* _Work item_
Every line of the listing that holds the word "Screenshot" should be returned.

^^^^^^^^^^^^^^^^

PR #2178, opened 2022-07-19
Add support for adding LDAP admins based on user/group DNs

Alevsk:
This is useful for when users are locked out, or don't know the immediate DNs for users/groups of their tenant, when they try to login they will get an error that looks like this: 

```
Expecting a policy to be set for user `uid=dillon,ou=people,ou=swengg,dc=min,dc=io` or one of their groups: `cn=projecta,ou=groups,ou=swengg,dc=min,dc=io`,`cn=projectb,ou=groups,ou=swengg,dc=min,dc=io` - rejecting this request
```
Then they can go back to Operator-Console and quickly add that user/group under `identity-provider > LDAP > users`

Signed-off-by: Lenin Alevski <alevsk.8772@gmail.com

Screenshot from 2022-07-18 17-44-36
>


cniackz (approved):
LGTM

dvaldivia (approved):

PR #2987, opened 2023-08-09
truncate prefixes above the selected level to make the download layout flat

prakashsvmx:
truncate prefixes above the selected level to make the download layout flat

Since objects are selected at nested level, we could ignore the top level prefixes when zip is created to make the layout flat.


cesnietor:
Tested LGTM, objects are now being downloaded in their corresponding path as expected.
Screenshot 2023-08-08 at 9 32 25 AM

pjuarezd (approved):

Issue #2848, opened 2023-06-02
Service Account doesn't show status 


cesnietor:
If a Service Account is disabled e.g. via `UpdateServiceAccount(ctx, resource, opts)` api, we list them in the UI but there is no way to know whether a svcacct is enabled or disabled, also there is no way to change their status.

Steps:
- Create a user
- Create a svcacct
- Disable it via mc admin like:
```
mc admin user svcacct disable myminio myuserserviceaccount
```
- The ui still shows it but there is no way to know it's status

![Screenshot 2023-06-02 at 11 49 39 AM](https://github.com/minio/console/assets/11819101/9b016082-0cf3-4077-a4aa-2b853ab33652)

PR #2992, opened 2023-08-14
show service account status and expiry in ui

prakashsvmx:
show service account status and expiry in ui
Fixes https://github.com/minio/console/issues/2848

How does it look?
image

image

Note: There is no UI to update `expiry`, `name`  ,`description` and `status` . for now it is part of `mc` commands

### DIFF
--- a/models/service_accounts.go
+++ b/models/service_accounts.go
@@ -24,21 +24,116 @@ package models
 
 import (
 	"context"
+	"strconv"
 
+	"github.com/go-openapi/errors"
 	"github.com/go-openapi/strfmt"
+	"github.com/go-openapi/swag"
 )
 
 // ServiceAccounts service accounts
 //
 // swagger:model serviceAccounts
-type ServiceAccounts []string
+type ServiceAccounts []*ServiceAccountsItems0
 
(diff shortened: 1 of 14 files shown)


models/service_accounts.go
```diff
@@ -24,21 +24,116 @@ package models
...
+	"github.com/go-openapi/errors"
 	"github.com/go-openapi/strfmt"
+	"github.com/go-openapi/swag"
 )
 
 // ServiceAccounts service accounts
 //
 // swagger:model serviceAccounts
-type ServiceAccounts []string
+type ServiceAccounts []*ServiceAccountsItems0
```
kaankabalak, line 37: Is the 0 at the end expected for the type here? Or was this previously a placeholder which got generated from the swagger file?

prakashsvmx: Yes. It was auto generated by `make swagger-gen`

cesnietor (approved):
Tested disabling svcacct and status is being reflected.

jinapurapu (approved):

bexsoft (approved):
LGTM, `string[]` change in PolicyDetails.tsx is fine

PR #2993, opened 2023-08-14
Remove duplicate ref=con in License page buttons

kaankabalak:
The getButton function already handles appending the query parameters, therefore the linkTracker variable isn't needed


prakashsvmx (approved):

bexsoft (approved):
LGTM

PR #3022, opened 2023-08-30
idp: Use 900 seconds as minimum expiry without returning an error

vadmeste:
Do not bother the user with an error if the IDP expiry is less than 
900 seconds, since the S3 spec sets a minimum of 900 seconds 
for STS expiration, use that minimum duration instead of returning 
an error


harshavardhana:
We should take this in since this fixes a regression @bexsoft @cesnietor - can we defer the minor change to move into a constant for later?

prakashsvmx (approved):

harshavardhana (approved):

PR #3044, opened 2023-09-12
Load the available CA in logout API

pjuarezd:
## What does this do?
Load the available CA in the  API when invoking the `openid-connect/logout` remote IDP endpoint.

Found that even though the CA certificates are properly provided to minio console, the invoke to the logout endpoint when using OIDP was not loading the CA certificates, causing several things:

1) API `/api/v1/logout` returned a 500 error.

2) API call returned `tls: failed to verify certificate: x509: certificate signed by unknown authority` error:

```json
{
    "detailedMessage": "Post \"https://kc-service.keycloak.svc.cluster.local/realms/oidc-iam/protocol/openid-connect/logout\": tls: failed to verify certificate: x509: certificate signed by unknown authority",
    "message": "an error occurred, please try again"
}
```

3) User session on IDP was not closed 

4) User session in Minio Console was not really closed, user is still logged in

idp no logout

### DIFF
--- a/restapi/user_logout.go
+++ b/restapi/user_logout.go
@@ -18,6 +18,7 @@ package restapi
 
 import (
 	"context"
+	"crypto/tls"
 	"encoding/base64"
 	"encoding/json"
 	"net/http"
@@ -37,7 +38,7 @@ func registerLogoutHandlers(api *operations.ConsoleAPI) {
 	api.AuthLogoutHandler = authApi.LogoutHandlerFunc(func(params authApi.LogoutParams, session *models.Principal) middleware.Responder {
 		err := getLogoutResponse(session, params)
 		if err != nil {
-			return authApi.NewLogoutDefault(err.Code).WithPayload(err.APIError)
+			api.Logger("IDP logout failed: %v", err.APIError)
 		}
 		// Custom response writer to expire the session cookies
 		return middleware.ResponderFunc(func(w http.ResponseWriter, p runtime.Producer) {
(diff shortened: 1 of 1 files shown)


dvaldivia (approved):

restapi/user_logout.go
```diff
@@ -101,7 +102,14 @@ func logoutFromIDPProvider(r *http.Request, state string) error {
...
 		params.Add("refresh_token", refreshToken.Value)
-		_, err := http.PostForm(providerCfg.EndSessionEndpoint, params)
+		client := &http.Client{
+			Transport: &http.Transport{
+				TLSClientConfig: &tls.Config{
+					RootCAs: GlobalRootCAs,
+				},
+			},
+		}
+		_, err := client.PostForm(providerCfg.EndSessionEndpoint, params)
```
harshavardhana, line 112: Actually, there is no point in throwing an error here since it's an idempotent behavior, that was the main reason.

Logout is one way action so it is simply safe to not even bother with the error in http.PostForm() you can simply invalidate the cookie anyways that would force a re-login

Some HTTP API calls are idempotent such as DELETE in S3 API which never returns an error, logout is similar.

harshavardhana (changes requested):

restapi/user_logout.go
harshavardhana: We do not really care if the user session from remote IDP is not closed or not, that is up to them to manage inactive sessions.

The main reason is even a simple network error will do that too, IMO if we say something to indicate that "IDP handshake failed, logging out locally to allow for re-login" would work if you want to let them know why.

IMO we do not have to throw any error, no one would notice.

harshavardhana (changes requested):

restapi/user_logout.go
pjuarezd: Shuld we out a log line to the console stdout error instead?

restapi/user_logout.go
```diff
@@ -37,7 +38,7 @@ func registerLogoutHandlers(api *operations.ConsoleAPI) {
 	api.AuthLogoutHandler = authApi.LogoutHandlerFunc(func(params authApi.LogoutParams, session *models.Principal) middleware.Responder {
 		err := getLogoutResponse(session, params)
 		if err != nil {
-			return authApi.NewLogoutDefault(err.Code).WithPayload(err.APIError)
+			api.Logger("IDP logout failed: %v", err.APIError)
```
pjuarezd, line 41: Sending the error to api logger instead of prevent the cookies clean here @harshavardhana

harshavardhana (approved):

reivaj05 (approved):

harshavardhana (approved):

bexsoft (approved):
LGTM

^^^^^^^^^^^^^^^^

* _Final answer_
Screenshot from 2022-07-18 17-44-36
Screenshot 2023-08-08 at 9 32 25 AM
![Screenshot 2023-06-02 at 11 49 39 AM](https://github.com/minio/console/assets/11819101/9b016082-0cf3-4077-a4aa-2b853ab33652)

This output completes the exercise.